● **Goal of the exercise**: Write out only the lines running from the one that contains "[Gol] First iteration android client" to the end of the material, both ends included.

● **Material to process**:
PR #301, opened 2017-05-27
[piano-hero] Replace KeyListener with NoteListener and plug midi support into Piano...Activity

ataulm:
This PR modifies the `KeyStationMini32` class to use `NoteListener` as a callback instead of `KeyListener` so we can plug it into `PianoC3ToB5Activity` to test if the game works.

It pulls out a `SimpleUsbMidiDriver` because it has so many unused methods too. It seems the driver doesn't work when you use it on a regular Android device to connect a digital piano - perhaps we'd have to check the MIDI feature thing and use the normal android feature where available, and the USB one otherwise.

### DIFF
--- a/piano-hero/mobile/src/main/java/com/novoda/pianohero/AndroidThingsActivity.java
+++ b/piano-hero/mobile/src/main/java/com/novoda/pianohero/AndroidThingsActivity.java
@@ -7,19 +7,24 @@ import android.util.Log;
 
 public class AndroidThingsActivity extends AppCompatActivity {
 
+    private final SimplePitchNotationFormatter simplePitchNotationFormatter = new SimplePitchNotationFormatter();
     private MidiKeyboardDriver midiKeyboardDriver;
 
     @Override
     protected void onCreate(@Nullable Bundle savedInstanceState) {
         super.onCreate(savedInstanceState);
         Log.d("!!!", "I'm running");
-
         midiKeyboardDriver = new MidiKeyboardDriver.KeyStationMini32(this);
-        midiKeyboardDriver.attachListener(new MidiKeyboardDriver.KeyListener() {
+        midiKeyboardDriver.attachListener(new NoteListener() {
 
             @Override
-            public void onKeyPressed(Note note) {
-                Log.d("!!!", "Note pressed " + note);
+            public void onPress(Note note) {
+                Log.d("!!!", "Note pressed " + simplePitchNotationFormatter.format(note));
+            }
+
+            @Override
+            public void onRelease(Note note) {
+                Log.d("!!!", "Note released " + simplePitchNotationFormatter.format(note));
             }
         });
         midiKeyboardDriver.open();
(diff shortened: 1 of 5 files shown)


piano-hero/mobile/src/main/java/com/novoda/pianohero/AndroidThingsActivity.java
```diff
@@ -7,19 +7,24 @@
...
-
         midiKeyboardDriver = new MidiKeyboardDriver.KeyStationMini32(this);
-        midiKeyboardDriver.attachListener(new MidiKeyboardDriver.KeyListener() {
+        midiKeyboardDriver.attachListener(new NoteListener() {
 
             @Override
-            public void onKeyPressed(MidiKeyboardDriver.Note note) {
-                Log.d("!!!", "note pressed " + note);
+            public void onPress(Note note) {
+                Log.d("!!!", "Note pressed " + simplePitchNotationFormatter.format(note));
```
ataulm: sharps _supported_ now :D

piano-hero/mobile/src/main/java/com/novoda/pianohero/MidiKeyboardDriver.java
```diff
@@ -1,263 +1,51 @@
...
 
-    interface KeyListener {
+    class KeyStationMini32 extends SimpleUsbMidiDriver implements MidiKeyboardDriver {
+        private NoteListener noteListener;
 
-        void onKeyPressed(Note note);
-
-    }
-
-    enum Note {
```
ataulm: the enum would be helpful for human comparison - since we're sticking to the key of C, formatting midi numbers to the relevant human readable note name is ezpz (SimplePitchNotationFormatter)

piano-hero/mobile/src/main/java/com/novoda/pianohero/NotesPlayedDispatcher.java
```diff
@@ -0,0 +1,31 @@
+package com.novoda.pianohero;
+
+import java.util.HashSet;
+import java.util.Set;
+
+class NotesPlayedDispatcher implements NoteListener {
```
ataulm: just pulled this up from the PianoActivity

piano-hero/mobile/src/main/java/com/novoda/pianohero/PianoC4ToB5Activity.java
```diff
@@ -29,7 +28,10 @@ protected void onCreate(@Nullable Bundle savedInstanceState) {
     @Override
     protected void onResume() {
         super.onResume();
-        inputView.attach(new NotesPlayedDispatcher(presenter));
+        NotesPlayedDispatcher noteListener = new NotesPlayedDispatcher(presenter);
+        midiKeyboardDriver.attachListener(noteListener);
+        midiKeyboardDriver.open();
+        inputView.attach(noteListener);
```
ataulm: using the same noteListener for both - you could use the onscreen keyboard or a midi input device.

the usb driver didn't seem to work when I connected my piano to my pixelc. Dunno if it's for more raw input, like on AndroidThings, whereas on PixelC android handles (and consumes?) the usb midi events and you have to register via the midi service.

PR #303, opened 2017-06-08
[MonkeyRunner] Remove the set of adb property from the child task

lgvalle:
## Scope
This PR removes adb path set in the monkey-runner config task.

The reason behind is:
1. It fails to find `command.adb` in certain project (let's say CCleaner)
2. Setting up `adb` path is done anyway in the parent task and it works.

## Paired with
@takecare


lgvalle:
I'm going to put this on hold for a moment, as it's not proven this change alone will solve the issue I found

PR #305, opened 2017-06-09
PT-464: Do not generate package-info when already available

tobiasheine:
[PT-464](https://novoda.atlassian.net/browse/PT-464)

**Scope of this PR**
We fixed a bug that caused the `package-info` to be generated, if the user manually put one into the source folder.

This was causing the build to fail, because there must be just one `package-info` per package.

**Tests**
We added a unit test which manually adds a `package-info` into the source folder and verifies there is none generated

Paired with @tasomaniac


gradle-nonnull-plugin/plugin/src/test/groovy/com/novoda/gradle/nonnull/AndroidProjectIntegrationTest.groovy
```diff
@@ -68,6 +67,24 @@ public class AndroidProjectIntegrationTest {
         assertThat(task.outcome).isEqualTo(TaskOutcome.SUCCESS)
     }
 
+    @Test
+    public void shouldNotGeneratePackInfoWhenItsAlreadyPartOfSources() {
```
Mecharyry: `shouldNotGeneratePackInfoWhenItsAlreadyPartOfSources` should be `shouldNotGeneratePackageInfoWhenItsAlreadyPartOfSources` to avoid the `Pack` abbreviation.

gradle-nonnull-plugin/plugin/src/main/groovy/com.novoda.gradle.nonnull/GeneratePackageAnnotationsTask.groovy
```diff
@@ -13,13 +12,14 @@ class GeneratePackageAnnotationsTask extends DefaultTask {
     Set<String> packages;
 
     @OutputDirectory
-    def outputDir
+    File outputDir
```
Mecharyry: `outputDirectory`, to avoid abbreviations where possible.

gradle-nonnull-plugin/plugin/src/test/groovy/com/novoda/gradle/nonnull/AndroidProjectIntegrationTest.groovy
```diff
@@ -68,6 +67,24 @@ public class AndroidProjectIntegrationTest {
...
+        def tempClass = new File(PROJECT.tempDir, 'package-info.java')
```
Mecharyry: `temporaryClass` to avoid abbreviations.

PR #306, opened 2017-06-14
[espresso-support] Add idling resource

Mecharyry:
### Problem 

View binding happens on a different thread to test execution, so tests aren't waiting for the binding to complete.

This can mean that test asserts are executed before binding is complete which is especially an issue when verifying method calls on a mock.

### Solution

Implement Espresso's IdlingResource so we can block while view binding takes place.

### Paired with
@ataulm

### DIFF
--- a/espresso-support/core/src/main/java/com/novoda/espresso/ViewTestRule.java
+++ b/espresso-support/core/src/main/java/com/novoda/espresso/ViewTestRule.java
@@ -45,7 +45,7 @@ public class ViewTestRule<T extends View> extends ActivityTestRule<ViewActivity>
 
     @Override
     public String getName() {
-        return "IdlingResourceName";
+        return ViewTestRule.class.getSimpleName() + "::IdlingResource";
     }
 
     @Override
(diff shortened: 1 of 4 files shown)


espresso-support/core/src/main/java/com/novoda/espresso/ViewTestRule.java
```diff
@@ -25,11 +27,14 @@ protected Intent getActivityIntent() {
     }
 
     public void bindViewUsing(final Binder<T> binder) {
+        isIdle = false;
         getActivity().runOnUiThread(new Runnable() {
             @Override
             public void run() {
                 T view = getView();
                 binder.bind(view);
+                callback.onTransitionToIdle();
```
fourlastor: I don't necessarily think this is wrong but I think you'd have a simpler life if you delegated to [`CountingIdlingResource`](https://developer.android.com/reference/android/support/test/espresso/idling/CountingIdlingResource.html)

Mecharyry: Seems useful if you have multiple jobs occurring at the same time, we know that it will always be one so not sure if super useful atm...

ataulm: Thanks for the headsup @fourlastor we had a look and what we have is very simple. The counting one looks like a layer that wouldn't add anything here.

rock3r: 👍 let's ship then

PR #317, opened 2017-08-11
AndroidThings - Create an Inkyphat Driver

blundell:
Makes an AndroidThings version of this python library: https://github.com/pimoroni/inky-phat

Next Step : turn it into a contrib-driver and push back to Google.

The InkyPhat is an e-ink display which we can draw white, black or red pixels.
The image stays on the screen even if there is no power to the device.

This PR allows:
- individual pixels to be drawn 
- images to be converted and drawn
- text to be drawn
- simple shapes to be drawn (circles, squares, triangles)

|InkyPhat|Original|
|----|----|
|image|logo|

|InkyPhat|Original|
|----|----|
|image|ic_test_3|

|InkyPhat|Original|
|----|----|
|img-20170810-wa0013|ic_test_2|

|InkyPhat|Original|
|----|----|
|img-20170810-wa0021|img-20170810-wa0020|

|InkyPhat|Original|
|----|----|
|image|ic_test_1|

|InkyPhat|Original|
|----|----|
|img-20170810-wa0018|ic_test_4|

webcam-toy-photo14


InkyPhat/app/build.gradle
```diff
@@ -0,0 +1,28 @@
...
+    buildTypes {
+        release {
+            minifyEnabled false
+            proguardFiles getDefaultProguardFile('proguard-android.txt'), 'proguard-rules.pro'
+        }
+    }
+}
+
+dependencies {
+    provided 'com.google.android.things:androidthings:0.4-devpreview'
```
xrigau: this could target `0.5` 👅

InkyPhat/app/src/main/java/com/novoda/inkyphat/ImageConverter.java
```diff
@@ -0,0 +1,94 @@
...
+        if (bitmapWidth < getOrientatedWidth() && bitmapHeight < getOrientatedHeight()) {
+            return sourceBitmap;
+        }
+
+        switch (scaleType) {
+            case FILL:
+                return imageScaler.fitXY(sourceBitmap, getOrientatedWidth(), getOrientatedHeight());
+            case START:
+            case CENTER:
+            case END:
```
xrigau: perhaps this should be 2 different things:

 1. `ScaleType` (fitXY, crop, etc.)
 2. `Alignment` (start, center, end)

InkyPhat/app/src/main/java/com/novoda/inkyphat/ShapeDrawer.java
```diff
@@ -0,0 +1,422 @@
+package com.novoda.inkyphat;
+
+import static java.lang.Math.cos;
+import static java.lang.Math.sin;
+
+public class ShapeDrawer {
```
xrigau: an alternative approach would be leveraging the drawing functions that already exist in the Android SDK's [`Canvas`](https://developer.android.com/reference/android/graphics/Canvas.html) backed by a `Bitmap` of the size of the inkyphat display and then you'd only need 1 method to draw a bitmap onto the inkyphat that way you'd avoid a lot of boilerplate which means potential of less bugs 💃

InkyPhat/app/build.gradle
blundell: will make another PR as I'd want to fully regression test :)

InkyPhat/app/src/main/java/com/novoda/inkyphat/ShapeDrawer.java
blundell: yeah so people could use `Inkphat.drawImage(Bitmap` you mean?

Having this class is extra you're right. Could potentially be removed (then in the demo's show shapes being drawn using Canvas).

I guess this class comes in handy if we implemented the "partial screen update" feature... leaning towards dropping it.

InkyPhat/app/src/main/java/com/novoda/inkyphat/InkyPhatTriColourDisplay.java
```diff
@@ -0,0 +1,188 @@
...
+        spiBus.write(data, data.length);
+    }
+
+    /**
+     * Wait for the e-paper driver to be ready to receive commands/data.
+     *
+     * @throws IOException error accessing GPIO
+     */
+    private void busyWait() throws IOException {
+        while (true) {
```
ouchadam: do you think it's worth having a timeout 1/2~ minutes to avoid a potential infinite loop?

ouchadam:
awesome work 💯

InkyPhat/app/src/main/java/com/novoda/inkyphat/InkyPhatTriColourDisplay.java
blundell: an infinite loop would mean that the hardware was broken though right? i.e. there isn't a recovery mechanism from it

ouchadam: or the code became out of sync and `busyWait` was called without resetting the pin its meant to be watching

blundell: the pin is always false except when the inkyphat is busy when it is true

blundell: i.e. the while loop always falls through, unless the gpio it is monitoring which is only controlled by the inkyphat is busy

A bit of me wants to add a timeout, but when i attempt to think logically its not needed

InkyPhat/app/src/main/java/com/novoda/inkyphat/ShapeDrawer.java
blundell: done! (see PR description) https://github.com/novoda/spikes/pull/317/commits/ea4a3a158faf5e98f232f0b8e877f2c83013eca1

InkyPhat/app/src/main/java/com/novoda/inkyphat/ImageConverter.java
blundell: https://github.com/novoda/spikes/pull/317/commits/07c70005cc4da2ca85ab4782bb82dfa6db69b468

xrigau: 👍

InkyPhat/app/src/main/java/com/novoda/inkyphat/ColorConverter.java
```diff
@@ -0,0 +1,34 @@
...
+import android.graphics.Color;
+
+class ColorConverter {
+
+    InkyPhat.Palette convertARBG888Color(int color) {
+        int red = Color.red(color);
+        int blue = Color.blue(color);
+        int green = Color.green(color);
+
+        if (red > 127 && blue > 127 && green > 127) {
```
xrigau: perhaps these could be configurable by the user

blundell: yeah, like an advanced feature. It's a trade off of configuration vs simplicity to use.

yeah if I made them a config in this class, then the factory could have another builder that took more options

PR #326, opened 2017-10-02
[espresso-support] Allow to create the View programatically

BraisGabin:
This allows to generate the view programatically and it doesn't introduce any BC.

This is usefull in some cases. For example, I'm using Flow so I instantiate all my Views by code. And I inject all the View dependecies before I add it to a parent. This way I know that my dependencies are warmed when `onAttachedToWindow` is called. With the previous code I couldn't test those views.

### DIFF
--- a/espresso-support/core/src/main/java/com/novoda/espresso/ViewTestRule.java
+++ b/espresso-support/core/src/main/java/com/novoda/espresso/ViewTestRule.java
@@ -1,11 +1,12 @@
 package com.novoda.espresso;
 
 import android.app.Instrumentation;
-import android.content.Intent;
 import android.support.annotation.LayoutRes;
 import android.support.test.InstrumentationRegistry;
 import android.support.test.rule.ActivityTestRule;
+import android.view.LayoutInflater;
 import android.view.View;
+import android.view.ViewGroup;
 
 public class ViewTestRule<T extends View> extends ActivityTestRule<ViewActivity> {
 
@@ -13,6 +14,7 @@ public class ViewTestRule<T extends View> extends ActivityTestRule<ViewActivity>
 
     @LayoutRes
     private final int id;
+    private T view;
 
     public ViewTestRule(@LayoutRes int id) {
         super(ViewActivity.class);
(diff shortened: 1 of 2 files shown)


hal9002:
Can one of the admins review this PR?

tasomaniac:
So, as far as I understand, you are just delaying the view inflation after the Activity is created/launched. I don't have any comment about the necessity of this delay but this much change seems not strictly necessary to me.

BraisGabin:
That delay is just a side effect. Do you know how to generate the view (by code) and set it to the activity before?

The important thing here is that you can generate the view by code or you can use the current way. Both ways work.

To illustrate a view that can't be tested right now:

```java
public class UserScreen extends FrameLayout {

    public static UserScreen createScreen(@NonNull Context context, ViewGroup parent, ActivityComponent component) {
        final UserScreen view = // create view
        component
            .plus(new UserModule(view, userId))
            .inject(view);
        return view;
    }

    @Inject
    Lifecycle lifecycle;

    @Inject
    Presenter presenter;

    @Override
    protected void onAttachedToWindow() {
        super.onAttachedToWindow();
        lifecycle.addObserver(presenter); // with the current @Rule this code crash here with NPE
    }

    @Override
    protected void onDetachedFromWindow() {
        super.onDetachedFromWindow();
        lifecycle.removeObserver(presenter);
    }
}
```

And how it can be tested using my PR:

```java
    @Rule
    public ViewTestRule<UserScreen> viewTestRule = new ViewTestRule<UserScreen>(-1) {
        @Override
        protected UserScreen createView(LayoutInflater inflater, ViewGroup parent) {
            return UserScreen.createScreen(inflater.getContext(), parent, activityComponentMock);
        }
    };
```

`createView` is in `ViewTestRule` as `getActivityIntent` is in `ActivityTestRule`.

ataulm:
@BraisGabin sorry for not seeing this before. I'll give it a look this week.

ataulm:
https://github.com/novoda/espresso-support/issues/1

ataulm:
We've discussed and migrated this issue to the new repo - https://github.com/novoda/espresso-support/pull/3

PR #334, opened 2018-01-02
[Alexa Space] Create cards with background

danybony:
Display questions using cards with background with a random space image on each one.
The images are from Pixbay and are all Free for commercial use without any need for attribution.
(the questions are still the ones related to reindeers, the final content will be added in a later PR)

image
image
image
image


danybony:
Yes, the problem with using the list is that we cannot have the question text in multiple lines, due to limitations to the template...

PR #350, opened 2018-01-11
[Gol] First iteration android client

tobiasheine:
**Description**
This PR ads the first fully functional iteration of the android client.

We had to downgrade to Gradle 3.3 since the `kotklin-platform-js` doesn't work yet with Gradle 4.

Additionally we renamed `BoardViewState` to `BoardInput` since it's the input of the board and added an extension function to `BoardView` in order to prevent code duplication among the different platforms.

Paired with @tasomaniac


tasomaniac:
No screenshots? :trollface:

● **Response for this exercise**:
[Gol] First iteration android client

tobiasheine:
**Description**
This PR ads the first fully functional iteration of the android client.

We had to downgrade to Gradle 3.3 since the `kotklin-platform-js` doesn't work yet with Gradle 4.

Additionally we renamed `BoardViewState` to `BoardInput` since it's the input of the board and added an extension function to `BoardView` in order to prevent code duplication among the different platforms.

Paired with @tasomaniac


tasomaniac:
No screenshots? :trollface:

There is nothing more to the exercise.